Nora Farley
Composer, song leader, language teacher
Composer, song leader, language teacher
In this era of environmental devastation, it is more crucial than ever that we learn to truly love the Earth, her cycles and her creatures, and in that love, to act. I seek through my music to bring listeners inside my love of nature. I seek to retell with mythologic reverence the stories of evolution, to celebrate the seasons, to praise the Earth, and to bring people together through song.

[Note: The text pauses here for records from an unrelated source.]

PR #402, opened 2021-12-24
Add Basic GraphQL Support

lukaskollmer:
# Add Basic GraphQL Support

Currently, Apodini does not support making web services available via GraphQL.

## :bulb: Proposed solution
This PR would address the aforementioned problem, by adding support for making web services available via GraphQL.
This will be supported via a dedicated new `GraphQLInterfaceExporter`.

## :gear: Release Notes 
- Added a new `GraphQLInterfaceExporter`
- Protobuffer: Added support for the `Foundation.Date`, `Foundation.URL`, and `Foundation.UUID` types
- Added a new "endpoint name" API, which allows users to specify endpoint names, either at handler-type-level (via the `metadata` property), or at DSL-level (via the `endpointName(_:)` modifier. Endpoint names are made available to interface exporters, which can use them to generate user-facing names for the individual endpoints in the exported API.
- Added a few convenience functions and types to make `Configuration`s conditional. This allows enabling/disabling configuration entries based on certain conditions such as whether HTTPS is enabled, the build type (debug vs release), or others.

This PR ended up also including some changes to the ProtobufferCoding target (and therefore the gRPC interface exporter). One could argue that these changes should really be a separate PR, but IMO it's fine to have them in this one (most of the proto changes came about from implementing features for GraphQL and realising that the gRPC IE would also need to support something equivalent. Examples: things like encoding/decoding `Date`/`URL`/`UUID` objects.)

### Related PRs
n/a

### Testing
All new features should have tests, this includes both the GraphQL interface exporter, as well as additional tests for the new things added to the ProtobufferCoding target.
I also fixed some issues in the TestWebService, enabled HTTPS, and added the GraphQL interface exporter, so that it should now be using all of Apodini's interface exporters.

### Reviewer Nudging
The `GraphQLInterfaceExporter` and the `GraphQLSchemaBuilder` are probably the best entry points here. There's testing for all new features, so i guess looking at the tests would also be a good way to see how the new stuff is used.

(Also, don't be confused by the number of commits listed on GitHub for this PR, this branch originated from the gRPC branch before that one was merged, so it lists all of the gRPC commits as well...)


Sources/ApodiniGraphQL/GraphQLInterfaceExporter.swift
```diff
@@ -0,0 +1,150 @@
...
+    
+    private struct Wrapped<T: Codable>: Codable {
+        let value: T
+    }
+    
+    let name: String
+    
+    func decode(from input: Input) throws -> T {
+        guard let value = try input.dictionaryValue(converting: true)[name] else {
+            throw Error(message: "Unable to find parameter named '\(name)' (T: \(T.self))")
```
PSchmiedmayer: I would suggest to thrown an `ApodiniError` instead of a custom error struct here.

Sources/ApodiniNetworking/HTTPServer.swift
```diff
@@ -437,6 +437,7 @@ extension Channel {
         responder: HTTPResponder
     ) -> EventLoopFuture<Void> {
         pipeline.addHandlers([
+            //HTTP2ServerRequestDecoder(),
```
PSchmiedmayer: Should be removed

TestWebService/Sources/TestWebService/TestWebService.swift
```diff
@@ -41,6 +51,29 @@ struct TestWebService: Apodini.WebService {
     }
     
     var configuration: Configuration {
+        switch httpsConfig {
+        case .none:
+            HTTPConfiguration(
+                hostname: .init(address: "localhost", port: port),
```
PSchmiedmayer: I think you can omit `"localhost"` and `"0.0.0.0"` as both arguments should have them as the default values. Also applies to the other cases.

TestWebService/Sources/TestWebService/TestWebService.swift
```diff
@@ -16,20 +16,30 @@ import ApodiniObserve
...
 @main
 struct TestWebService: Apodini.WebService {
     private static let greeterRelationship = Relationship(name: "greeter")
-
+    
     @Argument(help: "Endpoint to expose OpenAPI specification")
     var openApiEndpoint: String = "oas"
     
+    @Option(help: "The TestWebService's HTTPS config. Omit to disable HTTPS, specify 'builtin' to use buitin self-signed certificates, or pass a path to a custom certificate and key.") // swiftlint:disable:this line_length
+    var httpsConfig: HTTPSConfig = .none
```
PSchmiedmayer: Nice addition!

TestWebService/Sources/TestWebService/TestWebService.swift
```diff
@@ -56,9 +89,48 @@ struct TestWebService: Apodini.WebService {
         
         Migrator()
         
+        GRPC(packageName: "org.apodini", serviceName: "TestWebService")
+            .skip(if: !.isHTTPSEnabled)
```
PSchmiedmayer, line 99: 🚀

Tests/ApodiniHTTPTests/EndToEndTests.swift
```diff
@@ -84,6 +84,7 @@ class EndToEndTests: XCTApodiniTest {
             if counter == start {
                 return .final(Blob("🚀🚀🚀 Launch !!! 🚀🚀🚀\n".data(using: .utf8)!, type: .text(.plain)))
             } else {
+                //return .send("\(start - counter)...")
```
PSchmiedmayer:
```suggestion
```

Tests/ApodiniTests/GRPCTests/GRPCServiceTests.swift
```diff
@@ -0,0 +1,84 @@
+//                   
+// This source file is part of the Apodini open source project
+//
+// SPDX-FileCopyrightText: 2019-2021 Paul Schmiedmayer and the Apodini project authors (see CONTRIBUTORS.md) <paul.schmiedmayer@tum.de>
+//
+// SPDX-License-Identifier: MIT
+//              
+
+//import XCTest
```
PSchmiedmayer: Do you plan to uncomment the tests here? Or are they related to the test failures that  wee have seen and that's why there are commented out? If so, I would suggest to use `XCTSkip` instead.

PSchmiedmayer (approved):
Very cool job with the addition of the GraphQL exporter, thanks @lukaskollmer!! 🚀
Only had a few comments here and there, the overall state of the PR looks good to me 👍

Tests/ApodiniTests/GRPCTests/GRPCServiceTests.swift
lukaskollmer: this file has already been removed in the other PR, so merging develop back into this branch should remove it from here as well

Sources/ApodiniGraphQL/GraphQLInterfaceExporter.swift
lukaskollmer: I intentionally didn't use the `ApodiniError` type because I thought it was only for errors thrown in handlers? (at least that's what it says in the documentation)

TestWebService/Sources/TestWebService/TestWebService.swift
lukaskollmer: You're right that they could be removed. I kept them in here intentionally so that, if someone were to run the TestWebService, it'd be easier to see where the web service is running. Also, specifying just a port w/out an address did look kinda weird. I'll remove them if you want me to do so.

Sources/ApodiniGraphQL/GraphQLInterfaceExporter.swift
PSchmiedmayer: I would say that `ApodiniError`s should be used everywhere whey they might be returned to the client, so they should be everywhere when they are part of the request/response pipeline including the handler execution but also including the encoding/decoding. This is also especially relevant for #405 and #410 after that.
Would also be good to update that quote in the documentation there. The Docs are more user focused but this is also an information that would be useful for internal development.

TestWebService/Sources/TestWebService/TestWebService.swift
PSchmiedmayer: I am fine with making it explicit if you want to do so but would then suggest to avoid specifying the string literal three times each. Maybe a static property of the `TestWebService` that is used in all switch cases would make sense to change the binding address and the hostname in a single location 👍

Sources/ApodiniGraphQL/GraphQLInterfaceExporter.swift
lukaskollmer: Done.

TestWebService/Sources/TestWebService/TestWebService.swift
lukaskollmer: I've changed it so that both `hostname` and `bindAddress` are now CLI options with a default value. that way they're defined in a central place, can also easily be changed, and additionally also will show up in the `--help` output.

Sources/ApodiniGraphQL/GraphQLInterfaceExporter.swift
PSchmiedmayer: Thanks! 💪

TestWebService/Sources/TestWebService/TestWebService.swift
PSchmiedmayer: Nice, very cool! 🚀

Nora Farley is a composer whose music explores the sacredness of the Earth from many angles, delving into themes of environmentalism, natural history, and spirituality. An avid choral singer and poet, Nora writes modally informed, melodically driven music for all types of vocal and instrumental ensembles, often using her own texts. She holds a B.A. in vocal performance and comparative languages and linguistics from Earlham College, and an M.M. in composition from the University of Michigan, where she was awarded the 2024 Brehm Prize in choral composition for her piece "Precatio Terrae: A Prayer to Earth". Her teachers include Sarah Miller, Roshanne Etezady, Erik Santos, and Evan Chambers. In addition to composition, she organizes and leads Pagan community singing events in Ann Arbor Michigan with her ukulele. Outside of music she has worked as a teacher of Japanese, French, and English languages, and enjoys reading, cooking, handcrafts, and creative writing.
Photos by Rj Dion
Every piece I write is an act of devotion and exploration. I choose something I love or care about or that I’m struggling with, and through the medium of music seek to understand it better, on a level more innate and intuitive than language. This is the process not only of creating the music, but of living inside it, falling in love with it, and giving time and attention to the subject I’m writing about. I hold process and product to be equal in value, and consider my music as much for the performers as for the audience. The sounds I work with are influenced my background in early music, modern Pagan chant, J-pop, contemporary choral music, and film scores. I view music theory as a descriptive, rather than a prescriptive tool, and allow composition to be an intuitive, emotion-driven process informed, not dictated by theory. I love a modal melody, a driving beat, a drone, a good suspended chord, an asymmetrical rhythm, a tasteful minor ninth, and a wide open fifth.